Closed mspncp closed 4 years ago
Place the show-issue
script into an empty directory and make it executable, then run it. The script can be executed several times in which case it will reuse the existing SVN repository, unless you specify the -r
(recreate) option.
show-issue
#!/bin/bash
set -o errexit
# use -r option to recreate the issue
if [ "$1" == "-r" ]; then
rm -rf issue
fi
mkdir -p issue
cd issue
svn_url="file://$(readlink -f example.svn)"
if [ ! -e example.svn ]; then
svnadmin create example.svn
# COMMIT 1 - Create ttb structure
svn mkdir $svn_url/trunk $svn_url/tags $svn_url/branches -m "Create ttb structure"
svn co $svn_url/trunk example
cd example
mkdir src other
for f in foo bar baz; do
echo $f > $f.txt
echo $f > src/$f.c
echo $f > other/$f.py
done
# COMMIT 2 - Add my files
svn add *.txt
svn add src
svn ci -m "Add my files"
# COMMIT 3 - Add other files
svn add other
svn ci -m "Add other files"
# COMMIT 4 - Create feature branch
svn cp $svn_url/trunk $svn_url/branches/feature -m "Create feature branch"
# COMMIT 5 - Add some stuff to my files
echo "some stuff" >> bar.txt
echo "some stuff" >> src/bar.c
svn ci -m "Add some stuff to my files"
# COMMIT 7 - Add some stuff to other files
echo "some stuff" >> other/bar.py
svn ci -m "Add some stuff to other files"

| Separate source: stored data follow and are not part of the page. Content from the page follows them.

PR #2525, opened 2022-02-22
Add set size function to iset.mm

jkingdon:
The set size function - http://us.metamath.org/mpeuni/df-hash.html has a few issues in intuitionizing.

The dumb one is that we already use ASCII `#`, typeset as `#`, for apartness ( http://us.metamath.org/ileuni/df-ap.html ). At least one source from the literature suggests a solution - to use a sharp sign as the set size function. So this pull request uses ASCII `size`, typeset as `♯`.

But there are also mathematical questions. The first is that set.mm defines set size in terms of cardinality. Cardinality as currently defined in iset.mm is pretty much stalled out, even for finite sets, due to #2203 . And we sort of know from the literature that cardinality won't be of much use beyond finite sets (granted, "much use" is a slightly vague concept). So it seems both practical and fitting to define the set size function independent of cardinality. I don't know if the definition here appears in the literature but it seems to work.

The definition here behaves well for a set which is finite (`A e. Fin`) or infinite (`_om ~<_ A`). We only have `_om ~<_ A -> -. A e. Fin` (included in this pull request as `infnfi`) not the converse and we mostly use `_om ~<_ A` (well except for one place where the stronger `-. A e. Fin` is possible, so why not?). Because of the inability to use case elimination or similar mechanisms to combine the finite and infinite cases, we don't have the ability to say that `♯` is defined on all sets ( http://us.metamath.org/mpeuni/hashf.html and similar).

There are a number of reverse closure theorems (``( ♯ ` A ) e. NN0 -> A e. Fin`` or similar) which are not included. As with other reverse closure theorems I suppose they aren't provable; at least the set.mm proofs don't seem to be adaptable.

Because the set size section is a big one it seemed better to submit what I have so far (which is enough to make me think that this definition is likely to work well and that what remains is likely to build on this rather than need to re-work it).

The pull request has a few smaller things less directly related to set size:
* `fict $p |- ( A e. Fin -> A ~<_ _om ) $= ...`, stated as in set.mm. I thought I'd need this one but didn't end up using it. Seems good to keep around, though, as I suppose we'll probably want it at some point.
* Adding `NN0*` which intuitionizes without trouble.
* `infn0 $p |- ( _om ~<_ A -> A =/= (/) ) $=`, stated as in set.mm (plus a similar version for inhabited rather than nonempty). Again, didn't end up using this but it seems worth adding.
* Mentioning a variety of theorems in mmil.html as being not provable, or presumably provable, or whatever. Can't think of anything to especially call out here - the details are in the pull request.
* Add `sumeq2` which is just a slight step on summation from the work in #2504 
* moving a few theorems to elsewhere in iset.mm
* the one change to set.mm is to change "CC" to "countable choice" in a comment because I'm not sure the former is self explanatory enough.

### DIFF
--- a/mmil.raw.html
+++ b/mmil.raw.html
@@ -6341,6 +6341,13 @@ than reals.</TD>
 </TR>
 
 <TR>
+  <TD>hashkf , hashgval , hashginv</TD>
+  <TD><I>none</I></TD>
+  <TD>Due to the differences between df-hash in set.mm and
+  ~ df-size here, there's no particular need for these as stated</TD>
+</TR>
+
+<TR>
   <TD>seqshft</TD>
   <TD><I>none currently</I></TD>
   <TD>need to figure out how to adjust this for the differences
--- a/mmil.raw.html
+++ b/mmil.raw.html
@@ -6430,6 +6430,11 @@ than reals.</TD>
 </TR>
 
 <TR>
+  <TD>hasheqf1od</TD>
+  <TD>~ sizeeqf1od</TD>
+</TR>
+
+<TR>
   <TD>seqshft</TD>
   <TD><I>none currently</I></TD>
   <TD>need to figure out how to adjust this for the differences
--- a/mmil.raw.html
+++ b/mmil.raw.html
@@ -6368,6 +6368,14 @@ than reals.</TD>
 </TR>
 
 <TR>
+  <TD>hashnnn0genn0</TD>
+  <TD><I>none</I></TD>
+  <TD>Not yet known whether this is provable or whether it is the
+  sort of reverse closure theorem that we (at least so far) have
+  been unable to intuitionize.</TD>
+</TR>
+
+<TR>
   <TD>seqshft</TD>
   <TD><I>none currently</I></TD>
   <TD>need to figure out how to adjust this for the differences
--- a/mmil.raw.html
+++ b/mmil.raw.html
@@ -3103,6 +3103,13 @@ this implies excluded middle</TD>
 </TR>
 
 <TR>
+  <TD>fofi</TD>
+  <TD>~ f1ofi</TD>
+  <TD>Presumably precluded by an argument similar to ~ domfiexmid
+  (the set.mm proof relies on domfi).</TD>
+</TR>
+
+<TR>
   <TD>abrexfi</TD>
   <TD><I>none</I></TD>
   <TD>At first glance it would appear that the mapping would need to
--- a/mmil.raw.html
+++ b/mmil.raw.html
@@ -6397,6 +6397,13 @@ than reals.</TD>
 </TR>
 
 <TR>
+  <TD>hasheni</TD>
+  <TD>~ sizeen , ~ sizeinf</TD>
+  <TD>It is not clear there would be any way to combine the finite
+  and infinite cases.</TD>
+</TR>
+
+<TR>
   <TD>seqshft</TD>
   <TD><I>none currently</I></TD>
   <TD>need to figure out how to adjust this for the differences
--- a/mmil.raw.html
+++ b/mmil.raw.html
@@ -3060,6 +3060,13 @@ this implies excluded middle</TD>
 </TR>
 
 <TR>
+  <TD>xpfi</TD>
+  <TD><I>none</I></TD>
+  <TD>This is Lemma 8.1.16 of [AczelRathjen] and is therefore presumably
+  provable.</TD>
+</TR>
+
+<TR>
   <TD>prfi</TD>
   <TD><I>none</I></TD>
   <TD>The set.mm proof depends on unfi and it would appear that
--- a/mmil.raw.html
+++ b/mmil.raw.html
@@ -6359,6 +6359,15 @@ than reals.</TD>
 </TR>
 
 <TR>
+  <TD>hashfxnn0 , hashf , hashxnn0 , hashresfn , dmhashres ,
+  hashnn0pnf</TD>
+  <TD><I>none</I></TD>
+  <TD>Although ~ df-size is defined for finite sets and infinite
+  sets, it is not clear we would be able to show this definition
+  (or another definition) is defined for all sets.</TD>
+</TR>
+
+<TR>
   <TD>seqshft</TD>
   <TD><I>none currently</I></TD>
   <TD>need to figure out how to adjust this for the differences
--- a/mmil.raw.html
+++ b/mmil.raw.html
@@ -6748,6 +6748,20 @@ intuitionistic and it is lightly used in set.mm</TD>
 </TR>
 
 <TR>
+  <TD>znnen</TD>
+  <TD><I>none</I></TD>
+  <TD>Corollary 8.1.23 of [AczelRathjen] and thus presumably provable.
+  The set.mm proof would not work as-is or with small changes, however.</TD>
+</TR>
+
+<TR>
+  <TD>qnnen</TD>
+  <TD><I>none</I></TD>
+  <TD>Corollary 8.1.23 of [AczelRathjen] and thus presumably provable.
+  The set.mm proof would not work as-is or with small changes, however.</TD>
+</TR>
+
+<TR>
   <TD>dvdsaddre2b</TD>
   <TD><I>none</I></TD>
   <TD>Something along these lines (perhaps with real changed to
--- a/mmil.raw.html
+++ b/mmil.raw.html
@@ -6446,6 +6446,21 @@ than reals.</TD>
 </TR>
 
 <TR>
+  <TD>hashxrcl</TD>
+  <TD><I>none</I></TD>
+  <TD>It is not clear there would be any way to combine the finite
+  and infinite cases.</TD>
+</TR>
+
+<TR>
+  <TD>hashclb , hashvnfin</TD>
+  <TD><I>none</I></TD>
+  <TD>Not yet known whether this is provable or whether it is the
+  sort of reverse closure theorem that we (at least so far) have
+  been unable to intuitionize.</TD>
+</TR>
+
+<TR>
   <TD>seqshft</TD>
   <TD><I>none currently</I></TD>
   <TD>need to figure out how to adjust this for the differences
--- a/mmil.raw.html
+++ b/mmil.raw.html
@@ -6423,6 +6423,13 @@ than reals.</TD>
 </TR>
 
 <TR>
+  <TD>hashf1rn</TD>
+  <TD>~ sizef1rn</TD>
+  <TD>It is not clear there would be any way to combine the finite
+  and infinite cases.</TD>
+</TR>
+
+<TR>
   <TD>seqshft</TD>
   <TD><I>none currently</I></TD>
   <TD>need to figure out how to adjust this for the differences
--- a/mmil.raw.html
+++ b/mmil.raw.html
@@ -6468,6 +6468,17 @@ than reals.</TD>
 </TR>
 
 <TR>
+  <TD>hashvnfin</TD>
+  <TD><I>none</I></TD>
+  <TD>This is a form of reverse closure, presumably not provable.</TD>
+</TR>
+
+<TR>
+  <TD>hashnfinnn0</TD>
+  <TD>~ sizeinf</TD>
+</TR>
+
+<TR>
   <TD>seqshft</TD>
   <TD><I>none currently</I></TD>
   <TD>need to figure out how to adjust this for the differences
--- a/mmil.raw.html
+++ b/mmil.raw.html
@@ -6404,6 +6404,11 @@ than reals.</TD>
 </TR>
 
 <TR>
+  <TD>hasheqf1o</TD>
+  <TD>~ sizeeqf1o</TD>
+</TR>
+
+<TR>
   <TD>seqshft</TD>
   <TD><I>none currently</I></TD>
   <TD>need to figure out how to adjust this for the differences
--- a/mmil.raw.html
+++ b/mmil.raw.html
@@ -3036,6 +3036,13 @@ this implies excluded middle</TD>
 </TR>
 
 <TR>
+  <TD>fisupg</TD>
+  <TD><I>none</I></TD>
+  <TD>The set.mm proof relies on excluded middle and presumably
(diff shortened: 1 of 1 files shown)


iset.mm
```diff
@@ -73673,6 +73720,35 @@ product of extended reals (common case).  (Contributed by David A.
...
   $}
 
+  $( Plus infinity belongs to the set of extended reals.  (Contributed by NM,
+     13-Oct-2005.)  (Proof shortened by Anthony Hart, 29-Aug-2011.) $)
+  pnfxr $p |- +oo e. RR* $=
+    ( cpnf cr cmnf cpr cun cxr ssun2 cc cuni cpw df-pnf cnex uniex pwex eqeltri
+    cvv prid1 sselii df-xr eleqtrri ) ABACDZEZFUAUBAUABGACAHIZJPKUCHLMNOQRST $.
+
+  $( Plus infinity exists (common case).  (Contributed by David A. Wheeler,
+     8-Dec-2018.) $)
```
benjub: What do you mean by "common case" ? That's the only case that I can think of...

iset.mm
```diff
@@ -61210,6 +61249,14 @@ would need to be strengthened (for example, to imply included middle) to
     ( wrel ccnv wfun cfn wcel w3a crn cdm df-rn relcnvfi 3adant2 simp2 syl5eqel
     fundmfi syl2anc ) ABZACZDZAEFZGZAHRIZEAJUAREFZSUBEFQTUCSAKLQSTMROPN $.
 
+  ${
+    $( If a 1-1 and onto function has a finite domain, its range is finite.
```
benjub: "a bijection" ?

iset.mm
```diff
@@ -82997,6 +83073,100 @@ Nonnegative integers (as a subset of complex numbers)
     $.
 
 
+$(
+=-=-=-=-=-=-=-=-=-=-=-=-=-=-=-=-=-=-=-=-=-=-=-=-=-=-=-=-=-=-=-=-=-=-=-=-=-=-=-=
+                              Extended nonnegative integers
+=-=-=-=-=-=-=-=-=-=-=-=-=-=-=-=-=-=-=-=-=-=-=-=-=-=-=-=-=-=-=-=-=-=-=-=-=-=-=-=
+
+  The function values of the hash (set size) function are either nonnegative
+  integers or positive infinity.  To avoid the need to distinguish between
```
benjub: "plus infinity" is used throughout

iset.mm
```diff
@@ -82997,6 +83073,100 @@ Nonnegative integers (as a subset of complex numbers)
...
+
+  $( The set of extended nonnegative integers. $)
+  cxnn0 $a class NN0* $.
+
+  $( Define the set of extended nonnegative integers that includes positive
+     infinity.  Analogue of the extension of the real numbers ` RR* ` , see
+     ~ df-xr .  (Contributed by AV, 10-Dec-2020.) $)
+  df-xnn0 $a |- NN0* = ( NN0 u. { +oo } ) $.
+
+  $( An extended nonnegative integer is either a standard nonnegative integer
```
benjub: Here and below, I would remove "standard" since it makes us think of nonstandard models, which are not at play here.

iset.mm
```diff
@@ -82997,6 +83073,100 @@ Nonnegative integers (as a subset of complex numbers)
     $.
 
 
+$(
+=-=-=-=-=-=-=-=-=-=-=-=-=-=-=-=-=-=-=-=-=-=-=-=-=-=-=-=-=-=-=-=-=-=-=-=-=-=-=-=
+                              Extended nonnegative integers
+=-=-=-=-=-=-=-=-=-=-=-=-=-=-=-=-=-=-=-=-=-=-=-=-=-=-=-=-=-=-=-=-=-=-=-=-=-=-=-=
+
+  The function values of the hash (set size) function are either nonnegative
```
benjub: Simply: "the set size function" ?

I do not know how standard it is, but I think calling the set size function the "hash" function because of the symbol generally denoting it, is bad practice (a bit like "the epsilon relation" for membership, or "the vertical bar letter" for I).

iset.mm
```diff
@@ -97573,6 +97724,256 @@ Knuth for iterated exponentiation (_Science_ 194, 1235-1242, 1976) and
...
+       finite sets).
+
+       This definition (in terms of ` U. ` and ` ~<_ ` ) is not taken directly
+       from the literature, but for finite sets should be equivalent to the
+       conventional definition that the size of a finite set is the unique
+       natural number which is equinumerous to the given set.  (Contributed by
+       Jim Kingdon, 19-Feb-2022.) $)
+    df-size $a |- size = ( ( frec (
+        ( x e. ZZ |-> ( x + 1 ) ) , 0 ) u. { <. _om , +oo >. } ) o.
+        ( x e. _V |-> U. { y e. ( _om u. { _om } ) | y ~<_ x } ) ) $.
```
benjub, line 97757: That's smart !

iset.mm
```diff
@@ -97573,6 +97724,256 @@ Knuth for iterated exponentiation (_Science_ 194, 1235-1242, 1976) and
...
+  $}
+
+  ${
+    $d A y z $.
+    $( The size (second half of ~ df-size ) of an infinite set is ` _om ` .
```
benjub, line 97762: "The size (second half of ~ df-size )"
Do you mean: "The ordinal size" ?

iset.mm
```diff
@@ -97573,6 +97724,256 @@ Knuth for iterated exponentiation (_Science_ 194, 1235-1242, 1976) and
...
+    $d A f $.  $d B f $.
+    $( The size of two finite sets is equal if and only if there is a bijection
+       mapping one of the sets onto the other.  (Contributed by Alexander van
+       der Vekens, 17-Dec-2017.) $)
+    sizeeqf1o $p |- ( ( A e. Fin /\ B e. Fin )
+        -> ( ( size ` A ) = ( size ` B ) <-> E. f f : A -1-1-onto-> B ) ) $=
+      ( cfn wcel wa csize cfv wceq cen wbr cv wf1o wex sizeen bren syl6bb ) ADE
+      BDEFAGHBGHIABJKABCLMCNABOABCPQ $.
+
+    $( There is no bijection between a finite set and an infinite set.  By
```
benjub, line 97899: Can you prove "there is no surjection" ?

iset.mm
```diff
@@ -97573,6 +97724,256 @@ Knuth for iterated exponentiation (_Science_ 194, 1235-1242, 1976) and
...
+      RABCUJABDUIUKT $.
+  $}
+
+  ${
+    $d A f $.  $d B f $.  $d F f $.
+    $( The size of a finite set which is a one-to-one function is equal to the
+       size of the function's range.  (Contributed by Jim Kingdon,
+       21-Feb-2022.) $)
+    sizef1rn $p |- ( ( A e. Fin /\ F : A -1-1-> B )
+        -> ( size ` F ) = ( size ` ran F ) ) $=
```
benjub, line 97936: Is this result needed somewhere ? It is very encoding-dependent.

iset.mm
```diff
@@ -97573,6 +97724,256 @@ Knuth for iterated exponentiation (_Science_ 194, 1235-1242, 1976) and
...
+    fiinfnf1o $p |- ( ( A e. Fin /\ -. B e. Fin )
+                      -> -. E. f f : A -1-1-onto-> B ) $=
+      ( cfn wcel cv wf1o wex f1ofi ex exlimdv con3dimp ) ADEZABCFZGZCHBDEZMOPCM
+      OPABNIJKL $.
+  $}
+
+  $( The codomain of an onto function is a set if its domain is a set.
+     (Contributed by AV, 4-May-2021.) $)
+  focdmex $p |- ( ( A e. V /\ F : A -onto-> B ) -> B e. _V ) $=
+    ( wcel wfo wa crn cvv wf fof anim2i ancomd rnexg 3syl wb forn eleq1d adantl
```
benjub, line 97912: should probably go earlier since not about size.

set.mm
```diff
@@ -111235,10 +111235,10 @@ enough that it can be proven using DC (see ~ axcc ).  It is, however,
   ${
     $d A b n y $.  $d b j k m n y $.
     domtriom.1 $e |- A e. _V $.
-    $( Trichotomy of equinumerosity for ` _om ` , proven using CC.
-       Equivalently, all Dedekind-finite sets (as in ~ isfin4-2 ) are finite in
-       the usual sense and conversely.  (Contributed by Mario Carneiro,
-       9-Feb-2013.) $)
+    $( Trichotomy of equinumerosity for ` _om ` , proven using countable
+       choice.  Equivalently, all Dedekind-finite sets (as in ~ isfin4-2 ) are
```
benjub, line 111239: clearer indeed

benjub (approved):

iset.mm
jkingdon: I believe that comment is intended to contrast it with http://us.metamath.org/mpeuni/pnfxr.html . I agree it isn't especially good wording but it is one we use a lot of places for convenience theorems like this.

iset.mm
jkingdon: We generally speaking use the "1-1" and "onto" terminology (with, I suppose, http://us.metamath.org/mpeuni/df-f1o.html as being the defining place) but I guess there's no reason to try to completely avoid "surjection" and "injection" and especially "bijection" :shrug: .

iset.mm
jkingdon: There are 13 usages of "positive infinity" in set.mm. I don't object to changing them to "plus infinity", though, if that's the preference (it seems to be by number, as there are 45 of those).

benjub: yes please, and also negative infinity --> minus infinity (in both set.mm and iset.mm, and not missing the ones with line breaks in the middle would be great)

iset.mm
jkingdon: I like "set size function". I think I've probably seen it in the literature somewhere but maybe just in set.mm. AczelRathjen seems to just say "This justifies that we call this number n the number of elements of A and denote it by ♯(A)."

iset.mm
jkingdon: Forged in the fires of failed cardinality definitions! But yeah, I was pleased that this one appears to work out.

iset.mm
jkingdon: I'm not in love with either one but "the ordinal size" seems to be the better of the two. It is kind of an intermediate lemma for something which doesn't naturally have a name, at least not a super obvious one.

iset.mm
jkingdon: Beats me. But if we don't like it we should remove it from set.mm too.

iset.mm
jkingdon: Dunno. set.mm just seems to have the bijection case as far as I've noticed so far anyway.

iset.mm
jkingdon: I don't object to moving it although I'd move it in both set.mm and iset.mm if so.

iset.mm
benjub: Sorry, I don't know this idiom "beats me". Does it mean that you disagree ? What I mean is that the cardinality or size of a function is not a very natural notion (in set.mm, a function is encoded as a set of couples (argument, value), so it is coincidental that this is equal to the cardinality of the domain).  If you consider that a function is "a rule that associates with each element of a set some element of another set", then speaking of its size has no real meaning.
If you want to keep it, maybe add, as in set.mm, "(Avoid depending on this [encoding?] detail)"

digama0: https://en.wiktionary.org/wiki/beats_me

digama0: It is relevant for some calculations, in particular for proving that functions are finite sets, and the relationship between `F` (as a set of pairs), `dom F` and `ran F`. It's not really encoding dependent; if we had another encoding then this would be a theorem about the function's graph (as a set of pairs).

jkingdon: Thanks for the wiktionary link, Mario. And in this case it means "I don't know" or "I don't know enough to have an opinion" or something like that.

benjub: So what about adding "(Avoid depending on this detail.)" ? (I checked it is the used formulation.)
For the present theorem, the important result is that for injections, size dom F = size ran F.

jkingdon:
I'm inclined to think this should be merged as-is (I did resolve conflicts and adopt the suggestion to say "ordinal size" in two of the comments).

I have a bunch of possible changes I'm thinking about concerning notation (`#` versus `size` and likewise for the typeset versions). And there are a lot of comments here suggesting changes to set.mm (which I'm not really sure what to do with - I'm not volunteering to act on them, at least not all of them).

But I'm not sure leaving this pull request unmerged helps with any of those.

jkingdon:
> have a bunch of possible changes I'm thinking about concerning notation (`#` versus `size` and likewise for the typeset versions)

I've written this up at #2528 - hopefully that does a good job of summing up the issues and why we might want to make or not make those changes.

david-a-wheeler:
Hi! I'm coming late to the party, but I thought I'd explain one item:

>> $( Plus infinity exists (common case).  (Contributed by David A. Wheeler, 8-Dec-2018.) $)

> What do you mean by "common case" ? That's the only case that I can think of...

The "(common case)" annotation is used for theorems that are simple in themselves (and thus easily rederived) but are reused so many times that they've been stated as their own theorems. They generally stem from various analyses I've done looking for common patterns (e.g., if something is re-derived 20 or 30 times, it's time to add it by itself). Adding theorems for common cases slightly simplifies the theorems that formerly re-derived them, and it can sometimes help automation (because it can detect an immediate match instead of having to figure something out).

jkingdon:
> The "(common case)" annotation is used for theorems that are simple in themselves

Maybe we can reword to "convenience theorem" or "convenience theorem version of ~ foo" or something? The concept makes sense to me but I'm not excited about "common case" as a way to describe it.

benjub:
> Maybe we can reword to "convenience theorem" or "convenience theorem version of ~ foo" or something? The concept makes sense to me but I'm not excited about "common case" as a way to describe it.

I commented on it at #2541. I think we can simply remove this kind of comments.  It would only add the burden to judge "how much" each of the 40000 statements is a convenience statement or is interesting in itself, which is a rather subjective thing.  To me, this adds more noise than information.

svn switch ^/branches/feature
# COMMIT 8 - Add more stuff to my files
echo "more stuff" >> bar.txt
echo "more stuff" >> src/bar.c
svn ci -m "Add more stuff to my files"
# COMMIT 10 - Add some stuff to other files
echo "more stuff" >> other/bar.py
svn ci -m "Add more stuff to other files"
cd ..
fi
cat > broken.rules <<EOF
create repository broken/main.git
end repository
create repository broken/other.git
end repository
match /trunk/other/
repository broken/other.git
branch master
end match
match /trunk/
repository broken/main.git
branch master
end match
match /branches/([^/]+)/other/
repository broken/other.git
branch \1
end match
match /branches/([^/]+)/
repository broken/main.git
branch \1
end match
EOF
cat > main.rules <<EOF
create repository fixed/main.git
end repository
match /trunk/other/
action ignore
end match
match /trunk/
repository fixed/main.git
branch master
end match
match /branches/([^/]+)/other/
action ignore
end match
match /branches/([^/]+)/
repository fixed/main.git
branch \1
end match
EOF
cat > other.rules <<EOF
create repository fixed/other.git
end repository
match /trunk/other/
repository fixed/other.git
branch master
end match
match /branches/([^/]+)/$
action recurse
end match
match /branches/([^/]+)/other/
repository fixed/other.git
branch \1
end match
match /
action ignore
end match
EOF
mkdir -p broken
(
set -o xtrace
svn-all-fast-export --debug-rules --add-metadata --rules broken.rules example.svn
) |& tee broken.log
mkdir -p fixed
(
set -o xtrace
svn-all-fast-export --debug-rules --add-metadata --rules main.rules,other.rules example.svn
) |& tee fixed.log
echo
echo "##"
echo "## example.svn"
echo "##"
svn log -v $svn_url > example.log
for solution in broken fixed; do
(
for repo in main other; do
r=$solution/$repo.git
echo
echo "##"
echo "## $r"
echo "##"
git -C $r log --all --graph --stat master feature
for b in master feature; do
echo
echo "tree of $b branch:"
git -C $r ls-tree -r $b
done
done
) |& tee -a $solution.log
done
I renamed the title in order to emphasize that I think it's a missing svn2git feature which causes the problems I have during my SVN to Git migration.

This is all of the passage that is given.